#### Supplied material

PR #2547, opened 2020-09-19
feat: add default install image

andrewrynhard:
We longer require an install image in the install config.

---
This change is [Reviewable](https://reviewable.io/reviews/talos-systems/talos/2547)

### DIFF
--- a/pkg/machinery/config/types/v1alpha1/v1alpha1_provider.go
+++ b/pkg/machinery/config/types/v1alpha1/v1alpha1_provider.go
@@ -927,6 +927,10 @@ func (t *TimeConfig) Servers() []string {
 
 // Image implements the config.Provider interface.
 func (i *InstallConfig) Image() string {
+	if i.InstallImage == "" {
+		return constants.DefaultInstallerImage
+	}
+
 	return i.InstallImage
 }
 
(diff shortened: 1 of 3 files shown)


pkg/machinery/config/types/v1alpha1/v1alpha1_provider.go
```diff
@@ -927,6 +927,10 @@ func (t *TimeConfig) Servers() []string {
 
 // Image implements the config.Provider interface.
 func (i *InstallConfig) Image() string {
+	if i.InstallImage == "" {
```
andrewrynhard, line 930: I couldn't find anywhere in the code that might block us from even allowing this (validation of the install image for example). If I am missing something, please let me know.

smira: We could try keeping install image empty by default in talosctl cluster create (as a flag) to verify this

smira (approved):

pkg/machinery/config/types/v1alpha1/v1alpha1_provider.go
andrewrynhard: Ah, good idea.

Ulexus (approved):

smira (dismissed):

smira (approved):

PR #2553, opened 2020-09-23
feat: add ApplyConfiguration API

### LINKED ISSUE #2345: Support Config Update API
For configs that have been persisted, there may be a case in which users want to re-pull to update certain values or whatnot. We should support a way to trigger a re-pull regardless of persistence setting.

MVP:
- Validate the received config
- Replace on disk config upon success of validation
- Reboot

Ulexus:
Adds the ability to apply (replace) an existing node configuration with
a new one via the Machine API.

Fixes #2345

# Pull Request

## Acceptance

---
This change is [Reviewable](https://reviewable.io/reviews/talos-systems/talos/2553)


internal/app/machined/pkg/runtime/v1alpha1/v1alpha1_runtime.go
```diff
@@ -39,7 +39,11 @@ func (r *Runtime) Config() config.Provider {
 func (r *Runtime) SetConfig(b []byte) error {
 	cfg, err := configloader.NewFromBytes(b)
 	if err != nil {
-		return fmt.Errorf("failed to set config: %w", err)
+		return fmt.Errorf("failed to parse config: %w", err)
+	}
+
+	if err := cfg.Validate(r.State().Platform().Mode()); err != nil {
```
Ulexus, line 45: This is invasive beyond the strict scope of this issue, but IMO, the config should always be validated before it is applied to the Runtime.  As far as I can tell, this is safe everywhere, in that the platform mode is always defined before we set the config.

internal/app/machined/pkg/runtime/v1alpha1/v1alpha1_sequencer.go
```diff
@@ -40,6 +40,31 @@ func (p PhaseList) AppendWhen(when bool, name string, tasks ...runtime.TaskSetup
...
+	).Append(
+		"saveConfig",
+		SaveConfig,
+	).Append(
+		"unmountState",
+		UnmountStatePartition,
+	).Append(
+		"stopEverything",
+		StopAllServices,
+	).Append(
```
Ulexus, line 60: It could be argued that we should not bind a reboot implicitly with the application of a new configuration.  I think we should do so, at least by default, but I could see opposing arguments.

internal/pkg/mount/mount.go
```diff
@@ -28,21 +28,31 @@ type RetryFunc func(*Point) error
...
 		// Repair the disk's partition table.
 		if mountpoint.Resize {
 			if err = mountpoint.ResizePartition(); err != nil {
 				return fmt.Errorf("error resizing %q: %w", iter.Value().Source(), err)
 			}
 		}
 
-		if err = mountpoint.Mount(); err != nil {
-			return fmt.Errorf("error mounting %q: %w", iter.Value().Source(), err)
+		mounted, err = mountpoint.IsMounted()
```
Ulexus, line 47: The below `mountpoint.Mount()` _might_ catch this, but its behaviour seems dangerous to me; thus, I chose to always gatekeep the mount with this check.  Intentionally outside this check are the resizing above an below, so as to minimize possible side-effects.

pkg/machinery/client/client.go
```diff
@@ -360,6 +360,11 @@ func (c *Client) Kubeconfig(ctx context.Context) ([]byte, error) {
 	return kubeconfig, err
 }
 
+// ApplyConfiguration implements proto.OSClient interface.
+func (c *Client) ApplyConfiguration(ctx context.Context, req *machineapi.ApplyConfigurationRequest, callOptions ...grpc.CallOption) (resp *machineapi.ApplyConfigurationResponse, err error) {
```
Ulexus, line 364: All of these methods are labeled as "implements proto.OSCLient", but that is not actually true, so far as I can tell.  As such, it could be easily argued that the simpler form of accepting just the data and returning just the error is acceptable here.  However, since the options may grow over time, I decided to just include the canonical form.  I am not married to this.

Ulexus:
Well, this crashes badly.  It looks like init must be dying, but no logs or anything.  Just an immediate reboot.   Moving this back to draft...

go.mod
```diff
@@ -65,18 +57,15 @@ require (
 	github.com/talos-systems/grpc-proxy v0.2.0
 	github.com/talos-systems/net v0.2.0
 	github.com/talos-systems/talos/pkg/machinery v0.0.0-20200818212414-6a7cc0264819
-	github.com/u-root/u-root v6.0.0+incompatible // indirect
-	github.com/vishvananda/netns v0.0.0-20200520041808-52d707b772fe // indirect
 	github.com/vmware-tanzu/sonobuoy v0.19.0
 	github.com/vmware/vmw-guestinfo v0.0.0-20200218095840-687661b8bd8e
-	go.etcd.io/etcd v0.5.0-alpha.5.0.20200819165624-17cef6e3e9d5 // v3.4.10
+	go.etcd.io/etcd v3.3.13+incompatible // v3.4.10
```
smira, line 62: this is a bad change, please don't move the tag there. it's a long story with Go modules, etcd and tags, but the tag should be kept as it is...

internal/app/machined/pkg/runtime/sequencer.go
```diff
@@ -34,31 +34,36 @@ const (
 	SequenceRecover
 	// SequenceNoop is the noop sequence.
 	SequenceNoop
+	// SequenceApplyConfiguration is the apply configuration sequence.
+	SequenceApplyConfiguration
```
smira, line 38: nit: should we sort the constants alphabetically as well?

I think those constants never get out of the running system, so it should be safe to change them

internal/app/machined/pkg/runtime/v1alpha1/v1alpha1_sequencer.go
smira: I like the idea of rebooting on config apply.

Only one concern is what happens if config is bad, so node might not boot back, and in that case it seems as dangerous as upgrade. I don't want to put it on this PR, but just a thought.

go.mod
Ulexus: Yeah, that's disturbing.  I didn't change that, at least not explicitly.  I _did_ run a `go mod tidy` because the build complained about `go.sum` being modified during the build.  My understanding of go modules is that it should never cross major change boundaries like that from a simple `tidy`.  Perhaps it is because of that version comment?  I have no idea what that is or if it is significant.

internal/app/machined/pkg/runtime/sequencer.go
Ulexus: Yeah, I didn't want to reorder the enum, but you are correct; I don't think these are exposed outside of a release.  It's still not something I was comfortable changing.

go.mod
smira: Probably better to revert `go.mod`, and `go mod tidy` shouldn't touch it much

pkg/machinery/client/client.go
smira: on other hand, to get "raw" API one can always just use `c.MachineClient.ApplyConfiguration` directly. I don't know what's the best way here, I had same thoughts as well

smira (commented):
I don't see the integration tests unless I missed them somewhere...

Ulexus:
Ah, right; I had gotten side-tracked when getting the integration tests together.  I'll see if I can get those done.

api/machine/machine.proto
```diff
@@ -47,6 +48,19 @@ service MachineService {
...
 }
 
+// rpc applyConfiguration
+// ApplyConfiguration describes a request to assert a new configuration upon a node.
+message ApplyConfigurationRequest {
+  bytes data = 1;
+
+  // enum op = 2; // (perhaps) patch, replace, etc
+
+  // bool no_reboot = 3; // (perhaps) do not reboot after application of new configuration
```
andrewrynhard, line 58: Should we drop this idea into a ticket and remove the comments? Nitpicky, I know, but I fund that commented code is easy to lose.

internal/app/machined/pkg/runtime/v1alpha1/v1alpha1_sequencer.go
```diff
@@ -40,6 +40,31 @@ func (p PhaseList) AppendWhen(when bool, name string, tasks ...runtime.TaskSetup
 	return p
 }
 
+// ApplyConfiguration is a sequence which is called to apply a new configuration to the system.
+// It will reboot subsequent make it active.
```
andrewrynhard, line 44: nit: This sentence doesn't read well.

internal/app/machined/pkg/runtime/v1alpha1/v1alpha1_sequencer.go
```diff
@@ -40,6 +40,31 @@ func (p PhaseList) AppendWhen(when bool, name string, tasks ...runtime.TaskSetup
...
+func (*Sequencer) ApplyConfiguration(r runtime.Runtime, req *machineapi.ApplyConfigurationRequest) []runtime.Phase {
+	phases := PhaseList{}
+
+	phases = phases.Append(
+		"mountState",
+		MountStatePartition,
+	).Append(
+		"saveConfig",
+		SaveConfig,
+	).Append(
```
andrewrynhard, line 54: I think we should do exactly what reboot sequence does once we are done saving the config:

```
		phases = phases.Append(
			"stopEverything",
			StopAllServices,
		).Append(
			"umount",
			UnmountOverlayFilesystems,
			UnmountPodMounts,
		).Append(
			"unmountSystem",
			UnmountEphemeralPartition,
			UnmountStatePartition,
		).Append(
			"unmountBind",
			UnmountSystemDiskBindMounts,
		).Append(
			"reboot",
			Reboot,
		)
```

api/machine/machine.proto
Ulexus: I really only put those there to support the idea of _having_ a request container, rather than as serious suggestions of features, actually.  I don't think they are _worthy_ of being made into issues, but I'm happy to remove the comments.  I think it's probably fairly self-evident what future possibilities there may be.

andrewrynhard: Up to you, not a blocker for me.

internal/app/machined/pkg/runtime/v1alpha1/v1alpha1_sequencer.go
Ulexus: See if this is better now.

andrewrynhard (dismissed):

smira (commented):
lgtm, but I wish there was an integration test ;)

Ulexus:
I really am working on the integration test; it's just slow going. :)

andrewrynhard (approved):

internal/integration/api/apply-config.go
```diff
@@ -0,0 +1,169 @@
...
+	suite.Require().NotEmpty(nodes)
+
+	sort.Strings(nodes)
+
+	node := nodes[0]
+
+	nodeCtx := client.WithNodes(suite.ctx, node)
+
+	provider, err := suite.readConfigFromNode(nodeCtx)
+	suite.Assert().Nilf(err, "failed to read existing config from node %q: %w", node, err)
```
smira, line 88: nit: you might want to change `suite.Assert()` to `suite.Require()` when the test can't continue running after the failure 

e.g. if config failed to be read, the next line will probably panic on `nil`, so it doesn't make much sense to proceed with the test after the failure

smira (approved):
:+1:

########
#### Supplied material

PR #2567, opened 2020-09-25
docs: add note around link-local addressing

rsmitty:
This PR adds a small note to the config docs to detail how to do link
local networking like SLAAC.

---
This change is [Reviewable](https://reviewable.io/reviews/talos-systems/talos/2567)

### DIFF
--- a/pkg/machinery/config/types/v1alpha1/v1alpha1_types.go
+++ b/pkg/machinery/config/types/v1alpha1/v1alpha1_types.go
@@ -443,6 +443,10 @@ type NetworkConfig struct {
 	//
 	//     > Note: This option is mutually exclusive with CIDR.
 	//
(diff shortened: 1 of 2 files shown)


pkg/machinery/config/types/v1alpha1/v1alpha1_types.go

########

* Assignment: Reply with every line of the listing that has the string "dismissed".

* Answer to this exercise:
smira (dismissed):
andrewrynhard (dismissed):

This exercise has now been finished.